Project: Obelisk - Radiation hydrodynamical simulation of the formation of a proto-cluster

Prace Call: 17th
ID: 2018184444, Leader: Maxime Trebitsch
Affiliation: CNRS / Institut d'Astrophysique de Paris, FR
Research Field: Universe Sciences
Collaborators: Karl-Joakim Rosdahl Centre de Recherche Astrophysique de Lyon FR , Harley Katz University of Oxford UK , Taysun Kimm Yonsei University KR , Christophe Pichon CNRS / Institut d'Astrophysique de Paris FR , Yohan Dubois CNRS / Institut d'Astrophysique de Paris FR , Marta Volonteri CNRS / Institut d'Astrophysique de Paris FR , Ricarda Beckmann CNRS / Institut d'Astrophysique de Paris FR , Adrianne Slyz University of Oxford UK , Julien Devriendt University of Oxford UK
Resource Awarded: 20 Mil. core hours on Joliot Curie - SKL


Massive galaxies assembled most of their mass in the first 3 Gyr of evolution of the Universe, before the peak of cosmic star formation.

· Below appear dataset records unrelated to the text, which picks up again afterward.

PR #835, opened 2022-12-06
Revert "zephyr: gatt: add a new database init_server_9"

mkasenberg:
This reverts commit a72a698e7adb43d74774735d41d88c45e9cd2ff2, which caused the bot to hang on the GATT/SR/GAN/BV-02-C test case after BTP ERROR. Even after superguard timeout and performed recovery the next test cases fail too.
[GATT_SR_GAN_BV-02-C_2022_12_06_08_45_16.log](https://github.com/intel/auto-pts/files/10164324/GATT_SR_GAN_BV-02-C_2022_12_06_08_45_16.log)

### DIFF
--- a/autopts/ptsprojects/zephyr/gatt.py
+++ b/autopts/ptsprojects/zephyr/gatt.py
@@ -241,6 +241,10 @@ def test_cases_server(ptses):
                               Prop.read | Prop.write | Prop.notify | Prop.indicate,
                               Perm.read | Perm.write, UUID.VND16_2),
                      TestFunc(btp.gatts_set_val, 0, Value.eight_bytes_1),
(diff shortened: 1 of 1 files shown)


sjanc:
@laxiLang @KKopyscinski     FYI   this is causing some issues in the bot (not sure why though...)

KKopyscinski:
@laxiLang @sjanc @mkasenberg This is not needed, as commit is ok (we need second CCC). There is a bug in Zephyr tester app, solved by https://github.com/zephyrproject-rtos/zephyr/pull/52816. Although I agree that https://github.com/intel/auto-pts/commit/a72a698e7adb43d74774735d41d88c45e9cd2ff2 was not properly tested, and causes test to hang (which breaks a lot of things, since this happens in preconditions).

PR #843, opened 2022-12-18
Add support to select dongle

justin-nxp:
this can add support to selected dongle，Adding the --dongle parameter allows two boards to be tested at the same time, greatly reducing testing time

### DIFF
--- a/autopts/ptscontrol.py
+++ b/autopts/ptscontrol.py
@@ -794,7 +794,12 @@ class PyPTS:
 
     def get_bluetooth_address(self):
         """Returns PTS bluetooth address string"""
-        device = self._pts.GetSelectedDevice()
+        args = parse_args()
+        if args.dongle:
+            device = args.dongle
+            log("slecte dongle :", device)
+        else:
+            device = self._pts.GetSelectedDevice()
         log(f"Remembered device {self._device}, selected device {device}")
         device_to_connect = None
         if self._device is not None and device != self._device:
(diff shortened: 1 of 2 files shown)


sjanc (approved):

autopts/ptscontrol.py
```diff
@@ -830,7 +835,12 @@ def get_bluetooth_address(self):
...
     def connect_to_dongle(self):
-        device_to_connect = None
+        args = parse_args()
+        if args.dongle:
+            device_to_connect = args.dongle
+            log("connect dongle ", args.dongle)
+        else:
+            device_to_connect = None
         devices = self._pts.GetDeviceList()
         for device in devices:
```
michal-narajowski, line 845: I think we will still override device_to_connect in this `for` loop, so your change will have no effect.

autopts/ptscontrol.py
```diff
@@ -794,7 +794,12 @@ def save_test_history_log(self, save):
 
     def get_bluetooth_address(self):
         """Returns PTS bluetooth address string"""
-        device = self._pts.GetSelectedDevice()
+        args = parse_args()
+        if args.dongle:
+            device = args.dongle
+            log("slecte dongle :", device)
```
michal-narajowski, line 800:
```suggestion
            log("selected dongle :", device)
```

michal-narajowski (changes requested):

michal-narajowski:
@justin-nxp Any update on this?

PR #849, opened 2023-01-23
zephyr: Add LE Audio PACS tests

mkasenberg:


mringwal:
Could you add the doc/btp_pacs.txt, too?

How does the IUT know that it should setup/expose the PACS GATT Service?

mkasenberg:
> How does the IUT know that it should setup/expose the PACS GATT Service?

I'm currently doing tests for Zephyr where the PACS server is statically configured. If it had to be configured at runtime, this probably could be handled with Register Service command of BTP Core Service (ID 0) and/or some commands from GATT Server Service (ID 7).

Until now these tests are very simple, maybe when I get to BAP tests, there will be a need to extend BTP PACS commands? Anyway, I'm open to suggestions.

sjanc:
as for PACS (and eventually other services) setup on IUT I'd simply do that in service register, so if PACS service was successfully registered, IUT shall have all required functionality set-up

mringwal:
Makes sense. If it's done with GATT Server Service, the complete service would need to be constructed by the Python profile implementation, so let's see if it's enough to enable PACS (or others) with the service. I 2 Sink and 2 Source ASEs  will be sufficient for BAP.

mringwal:
@mkasenberg it looks like the tests here cover the server side of things. What about client functionality? 

Should there be:
- different services for client & server, e.g. PACS Client and PACS Server
- a single profile service with separate commands for client and server side
- a single profile service with some kind of hack indicating client or server side in each command.

I'm currently working on BAP & ASCS and finally realized that most ASCS actions can be triggered on either side (e.g. Configure Codec) - and PTS is testing these, too. My current preference would be on a) different services for client & server - to keep adding commands easier. I've tried to pimp the ASCS Client commands to also support the server side, but it didn't save much work and leads to ugly code.

mkasenberg:
Oh, I see now. I've planned to do the tests in the order PACS, ASCS, BASS, BAP, so this PR covers just tests from PACS.TS.pdf https://www.bluetooth.org/docman/handlers/downloaddoc.ashx?doc_id=524504

The tests for PACS client were described in BAP part of documentation https://www.bluetooth.com/specifications/specs/basic-audio-profile-1-0-1/, so they are still ahead of me.

doc/btp_pacs.txt
```diff
@@ -0,0 +1,30 @@
...
+		that command is supported. Bit 0 is reserved and shall always
+		be set to 0. If specific bit is not present in response (less
+		than required bytes received) it shall be assumed that command
+		is not supported.
+
+		In case of an error, the error response will be returned.
+
+	Opcode 0x02 - Update characteristic
+		Controller Index:    <controller id>
+		Command parameters:  ID of the characteristic (1 octet)
```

Supermassive black holes powering bright quasars are often found at the centre of these massive galaxies. The intense star formation and the accretion onto central supermassive black holes release a tremendous amount of energy in the surrounding gas via various feedback channels, whether radiative or hydrodynamical, strongly shaping the gas flows in and around galaxies, and will affect all neighbouring galaxies. Some of the the most pressing questions in astrophysics today are related to the formation history of these early galaxies. Understanding how these objects assembled their mass, how their star formation history is tied to the growth history of their central black hole, how they contribute to the chemical enrichment of the Universe, or what is their exact role in the reionization history of the Universe. While upcoming facilities such as the JWST or the next generation of Extremely Large Telescopes will revolutionize our views on these questions, there is an need for theoretical models to help understand future observations. To this end, we introduce the Obelisk project: a radiation-hydrodynamical cosmological simulation of a proto-cluster and its environment until the peak of cosmic star formation at z ~ 2. Combining state-of-the-art numerical cosmological codes with a detailed comparison with observations will enable us to understand better the high redshift Universe.